The authors demonstrate that, post-training, the SGAN can produce spatially realistic model realizations rapidly, making it a particularly appealing approach for scenarios where a large number of realizations are necessary, like in MCMC inversion. The approach not only supports the rapid generation of realizations but also allows for incorporation of direct conditioning data within the inversion, which is an enhancement over several traditional methods.

Key Results and Discussion

Several synthetic case studies involving 2D and 3D scenarios were evaluated to demonstrate the SGAN's efficacy. Notably, for unconditional simulation, the SGAN maintained the spatial statistics reflective of the TI, as validated by standard indicators such as the two-point probability and cluster functions.

From an inversion standpoint, the 2D case of steady-state flow and the 3D transient hydraulic tomography elaborated within the paper highlight the SGAN's potency in recovering model realizations that align closely with true geological structures while respecting the observed data. The paper successfully illustrates that the SGAN-based inversion can handle complex constructs of geological prior models while efficiently navigating the probabilistic solution space.

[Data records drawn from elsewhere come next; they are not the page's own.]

PR #32, opened 2021-01-26
TH2-1386. Implement search history

VitalyMashanov:


rzvdv:
Replace  `queryParams?: Record<string, string | number | boolean | null | string[]>` inside of ApiSchema to parameters that api accepts.

rzvdv:
fix return type of `getFilters: (filterType: 'events' | 'messages') => Promise<[string]>;` to `Promise<string[]>`

src/components/search-panel/SearchPanel.tsx
```diff
@@ -42,6 +44,62 @@ export type SearchPanelState = {
 	stream: string[];
 };
 
+export type Result = EventTreeNode | EventMessage;
+
+export type SearchHistory = {
```
rzvdv, line 49: Maybe we should store requests and results together ? e.g. `{ request: SearchRequest, result: SearchResult, id: .... }`

src/components/search-panel/SearchPanel.tsx
```diff
@@ -128,12 +251,6 @@ const SearchPanel = () => {
 
 		const currentFilters = formType === 'event' ? eventFilterInfo : messagesFilterInfo;
```
rzvdv, line 252: You have memoized value `filter`. so we can use filter.info

src/components/search-panel/SearchPanel.tsx
```diff
@@ -128,12 +251,6 @@ const SearchPanel = () => {
...
 
-		const filterParams = formType === 'event' ? eventFilter : messagesFilter;
-
-		function getFilter<T extends keyof FilterState>(name: T) {
-			return filterParams[name];
-		}
-
 		const filtersToAdd = currentFilters
 			.filter((info: SSEFilterInfo) => {
 				const values = getFilter(info.name).values;
```
rzvdv, line 256: can be shortened into 1 line

rzvdv:
I dont think sse api `getEventSource` should accept listeners or any callbacks, it should just return EventSource

src/components/search-panel/SearchPanel.tsx
```diff
@@ -191,7 +322,7 @@ const SearchPanel = () => {
 					config={{
```
rzvdv, line 322: There is a lot of state here, so everything is rerendering, we can start optimizing by memoizing toggler config

PR #45, opened 2021-02-10
TH2 1439. Add history to the "go to" component

VitalyMashanov:


rzvdv:
Let's rename TimestampInput and all related to this component to GraphSearch. And move it to graph folder. I doubt this component will ever be used outside of graph.

And about history. let's have a local state inside GraphSearch component that initializes with localStorage, and inside useEffect hook we can save history on change

rzvdv (changes requested):
Let's rename TimestampInput and all of it's relative components to GraphSearch.

Let's store searchHistory inside state, whice will be initialized with localStorage, and using useEffect we will keep localStorage sync

src/components/graph/GraphSearchHistory.tsx
```diff
@@ -0,0 +1,61 @@
...
+			{history.length !== 0 && (
+				<>
+					<p>history</p>
+					<hr />
+					{history.map(item => (
+						<BookmarkItem
+							key={computeKey(item)}
+							item={item}
+							onClick={activeWorkspace.onSavedItemSelect}
+							onRemove={() => {
```
VekesserVladimir, line 48: This function will be the reason of wasted renders. Place this function above with useCallback hook

src/components/graph/GraphSearchHistory.tsx
```diff
@@ -0,0 +1,65 @@
...
+
+const GraphSearchHistory = (props: Props) => {
+	const { history } = props;
+	const activeWorkspace = useActiveWorkspace();
+
+	const computeKey = (item: EventAction | EventMessage) => {
+		return isEventAction(item) ? item.eventId : item.messageId;
+	};
+
+	const renderHistory = React.useCallback(() => {
```
rzvdv, line 39: Let's not memoize rendering function, observer components are already memoized. Also be careful about dependencies when using useCallback, useMemo. right now `activeWorkspace.onSavedItemSelect` could change but it will not rerender because it's not in dependency list.
Instead we can memoize onRemove function, but that would be useless because currently BookmarkItem isn't memoized. So lets use React.memo in BookmarkItem component

also we can simplify a bit rendering

if (!length) return something

return history items

rzvdv (approved):

PR #49, opened 2021-02-11
Highlight for messages and events.

artem-davidovich:


src/components/message/message-card/MessageCard.tsx
```diff
@@ -70,6 +71,7 @@ function MessageCardBase({ message, showRaw, showRawHandler }: Props) {
 		isSelected ? 'selected' : null,
 		isAttached ? 'attached' : null,
 		isPinned ? 'pinned' : null,
+		isHighlighted ? 'highlighted' : null,
```
rzvdv, line 74: I thought we would have some effect that will reset hightlightedMessageId after applying highlight styles to it, because if we will not reset it might highlight again

src/stores/messages/MessagesStore.ts
```diff
@@ -440,6 +445,7 @@ export default class MessagesStore {
 		const messageIndex = this.messagesIds.indexOf(messageId);
 		if (messageIndex !== -1) {
 			this.scrolledIndex = new Number(messageIndex);
+			this.highlightedMessageId = messageId;
```
rzvdv, line 448: that's not a place to set highlighted message, instead we should do it in `onSavedItemSelect`

src/components/message/message-card/MessageCard.tsx
artem-davidovich: Fixed

src/stores/messages/MessagesStore.ts
artem-davidovich: Fixed

rzvdv (approved):

PR #4047, opened 2020-08-04
add uniswap.org to fuzzylist

dpazdan:
multiple reports of fake uniswap sites recently


409H:
@dpazdan you will need to add `uniswap.org` to the whitelist also!

dpazdan:
Ack! Nice catch and thanks for fixing this quickly @409H 🙏

PR #4054, opened 2020-08-05
add uniswap to whitelist

dpazdan:
bc added to fuzzylist


409H:
Added in https://github.com/MetaMask/eth-phishing-detect/pull/4052

PR #4066, opened 2020-08-05
Update config.json

dpazdan:


Gudahtt (changes requested):
This is missing a comma.

Could you also explain why this should be added?

xrn:
@dpazdan thanks for your contribution. `ducatus.com` is already on the whitelist

PR #4104, opened 2020-08-14
Removing Mintable.app from blacklist as its domain is back online and there is no security risk

VexyCats:
Removing mintable.app domain as it's domain is back online and there is no risk to users or security access from any malicious actor.

### DIFF
--- a/src/config.json
+++ b/src/config.json
@@ -695,7 +695,6 @@
     "btctesla.org",
     "muskgive.top",
     "space-elon.site",
-    "mintable.app",
     "cutve.finance",
     "appuniswop.org",
     "appuniswop.site",


danfinlay (approved):

409H:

However, the paper notes limitations regarding the direct conditioning to point data during simulation, which remains a challenge for purely geostatistical applications. Training stability and computational cost during the training phase were identified as areas needing further research and optimization. Notwithstanding these limitations, the paper posits that rapid advancements in both deep learning software and hardware could soon mitigate these concerns.

Implications and Future Directions

The practical implications of this research are significant for fields where subsurface characterization is crucial, such as hydrogeology and petroleum engineering. By enabling faster generation of realizations after an initial investment in training, the SGAN-based approach offers a path towards scalable and efficient inversion methodologies. This is particularly relevant when confronted with high-dimensional parameter spaces where traditional MPS-based methods often struggle.

Theoretically, this research provides fertile ground for extending the capabilities of deep generative models in geosciences, especially in the context of transferable methodologies across different types of spatial data (e.g., continuous field data). The proposed methodology also opens up possibilities for hybrid modeling approaches combining traditional statistics-based techniques with modern machine learning frameworks.

Future work could focus on improving training algorithms to ensure stable convergence and robustness against diverse geological scenarios. Exploring integrations with other emerging AI technologies and expanding to continuous TIs could further enhance the model's utility. Additionally, developing strategies for direct conditioning to point data will broaden the applicability of these models in operational settings.

In conclusion, the paper builds a strong case for the application of deep learning models in geostatistical inversion, setting the stage for further innovations in the field of subsurface characterization and modeling.